Return every line below exactly, without dropping any.

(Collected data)
======

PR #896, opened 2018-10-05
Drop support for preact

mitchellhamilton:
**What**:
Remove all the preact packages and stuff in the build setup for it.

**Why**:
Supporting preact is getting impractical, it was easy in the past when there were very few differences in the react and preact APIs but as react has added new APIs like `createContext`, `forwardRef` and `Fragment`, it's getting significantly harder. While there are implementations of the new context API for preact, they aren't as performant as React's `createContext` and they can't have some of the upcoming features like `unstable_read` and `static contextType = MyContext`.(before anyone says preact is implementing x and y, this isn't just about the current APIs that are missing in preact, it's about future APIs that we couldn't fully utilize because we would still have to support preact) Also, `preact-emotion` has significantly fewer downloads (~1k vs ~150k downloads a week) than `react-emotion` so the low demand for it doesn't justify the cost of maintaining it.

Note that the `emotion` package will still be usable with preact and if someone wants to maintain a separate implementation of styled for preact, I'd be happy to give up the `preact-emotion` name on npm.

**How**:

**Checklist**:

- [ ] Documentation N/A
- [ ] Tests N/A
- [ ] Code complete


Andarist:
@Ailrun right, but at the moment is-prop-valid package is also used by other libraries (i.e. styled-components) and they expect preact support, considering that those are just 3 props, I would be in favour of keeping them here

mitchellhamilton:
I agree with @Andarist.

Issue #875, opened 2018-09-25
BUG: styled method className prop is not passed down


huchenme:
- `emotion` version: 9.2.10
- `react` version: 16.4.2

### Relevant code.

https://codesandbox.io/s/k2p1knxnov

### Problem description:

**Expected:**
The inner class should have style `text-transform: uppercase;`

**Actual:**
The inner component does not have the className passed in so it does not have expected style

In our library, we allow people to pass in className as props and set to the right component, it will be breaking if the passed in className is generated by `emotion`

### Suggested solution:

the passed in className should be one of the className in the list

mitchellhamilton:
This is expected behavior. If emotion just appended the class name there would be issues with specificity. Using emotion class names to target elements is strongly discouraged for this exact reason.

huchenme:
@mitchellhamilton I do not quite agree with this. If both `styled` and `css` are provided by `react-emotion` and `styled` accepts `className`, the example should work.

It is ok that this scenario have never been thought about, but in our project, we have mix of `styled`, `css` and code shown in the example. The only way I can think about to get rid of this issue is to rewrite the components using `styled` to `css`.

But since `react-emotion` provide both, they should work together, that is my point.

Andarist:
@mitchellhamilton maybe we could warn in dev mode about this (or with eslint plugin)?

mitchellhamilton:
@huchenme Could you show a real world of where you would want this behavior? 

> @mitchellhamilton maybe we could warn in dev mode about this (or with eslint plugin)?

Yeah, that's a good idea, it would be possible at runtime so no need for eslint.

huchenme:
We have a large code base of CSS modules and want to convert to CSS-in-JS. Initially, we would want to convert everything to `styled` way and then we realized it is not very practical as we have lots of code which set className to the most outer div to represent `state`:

======

» **Answer**
PR #896, opened 2018-10-05
Drop support for preact

mitchellhamilton:
**What**:
Remove all the preact packages and stuff in the build setup for it.

**Why**:
Supporting preact is getting impractical, it was easy in the past when there were very few differences in the react and preact APIs but as react has added new APIs like `createContext`, `forwardRef` and `Fragment`, it's getting significantly harder. While there are implementations of the new context API for preact, they aren't as performant as React's `createContext` and they can't have some of the upcoming features like `unstable_read` and `static contextType = MyContext`.(before anyone says preact is implementing x and y, this isn't just about the current APIs that are missing in preact, it's about future APIs that we couldn't fully utilize because we would still have to support preact) Also, `preact-emotion` has significantly fewer downloads (~1k vs ~150k downloads a week) than `react-emotion` so the low demand for it doesn't justify the cost of maintaining it.

Note that the `emotion` package will still be usable with preact and if someone wants to maintain a separate implementation of styled for preact, I'd be happy to give up the `preact-emotion` name on npm.

**How**:

**Checklist**:

- [ ] Documentation N/A
- [ ] Tests N/A
- [ ] Code complete


Andarist:
@Ailrun right, but at the moment is-prop-valid package is also used by other libraries (i.e. styled-components) and they expect preact support, considering that those are just 3 props, I would be in favour of keeping them here

mitchellhamilton:
I agree with @Andarist.

Issue #875, opened 2018-09-25
BUG: styled method className prop is not passed down


huchenme:
- `emotion` version: 9.2.10
- `react` version: 16.4.2

### Relevant code.

https://codesandbox.io/s/k2p1knxnov

### Problem description:

**Expected:**
The inner class should have style `text-transform: uppercase;`

**Actual:**
The inner component does not have the className passed in so it does not have expected style

In our library, we allow people to pass in className as props and set to the right component, it will be breaking if the passed in className is generated by `emotion`

### Suggested solution:

the passed in className should be one of the className in the list

mitchellhamilton:
This is expected behavior. If emotion just appended the class name there would be issues with specificity. Using emotion class names to target elements is strongly discouraged for this exact reason.

huchenme:
@mitchellhamilton I do not quite agree with this. If both `styled` and `css` are provided by `react-emotion` and `styled` accepts `className`, the example should work.

It is ok that this scenario have never been thought about, but in our project, we have mix of `styled`, `css` and code shown in the example. The only way I can think about to get rid of this issue is to rewrite the components using `styled` to `css`.

But since `react-emotion` provide both, they should work together, that is my point.

Andarist:
@mitchellhamilton maybe we could warn in dev mode about this (or with eslint plugin)?

mitchellhamilton:
@huchenme Could you show a real world of where you would want this behavior? 

> @mitchellhamilton maybe we could warn in dev mode about this (or with eslint plugin)?

Yeah, that's a good idea, it would be possible at runtime so no need for eslint.

huchenme:
We have a large code base of CSS modules and want to convert to CSS-in-JS. Initially, we would want to convert everything to `styled` way and then we realized it is not very practical as we have lots of code which set className to the most outer div to represent `state`:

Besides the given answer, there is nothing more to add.